In February 2025, ARM released video footage from a 2024 investigation into fairlife suppliers Rainbow Valley Dairy and Butterfield Dairy. The footage showed cattle beaten and electric-shocked, premature separation of calves from their mothers, and sick and injured cows suffering. In response, fairlife issued a statement saying they would no longer source from these dairies. However, a class-action lawsuit submitted in 2025 includes video and still-image evidence that fairlife continued to receive supply from these dairies, claiming fairlife switched to nighttime transportation to conceal this. The lawsuit calls the 2024 footage the "worst, most widespread, egregious, systemic, frequent, and extreme cruelty and neglect yet."

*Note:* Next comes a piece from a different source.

PR #11902, opened 2020-05-12
Select tab on button tap

### LINKED ISSUE #11849: Reader Master Issue: Enable horizontal swipe gesture in the Reader

zwarm:
Fixes #11849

fairlife has invested approximately $30 million in its animal welfare program, which was established in late 2019. The company’s 2023 Stewardship Report noted that all fairlife supplier farms undergo regular third-party audits. The 2023 FARM Awards also rewarded fairlife’s supplier farms for excellence in animal welfare and environmental stewardship.

===Humanewashing===
fairlife has been criticized by journalists, advocacy groups, and plaintiffs in consumer litigation for engaging in humanewashing.

Following public revelations about animal abuse at farms in its supply network, fairlife and its parent company, The Coca-Cola Company, faced multiple class-action lawsuits alleging deceptive advertising. Plaintiffs argued that fairlife’s animal welfare messaging led consumers to pay premium prices under the belief that the milk was produced according to higher ethical standards than conventional dairy. In 2022, Coca-Cola, fairlife, and other defendants agreed to a $21 million settlement to resolve these claims.

Despite a post-law suit pledge to strengthen animal care programs and processes, fairlife has removed humane care claims from its labeling, and in 2025, it took down a "lengthy yet vague web page about its animal welfare commitments."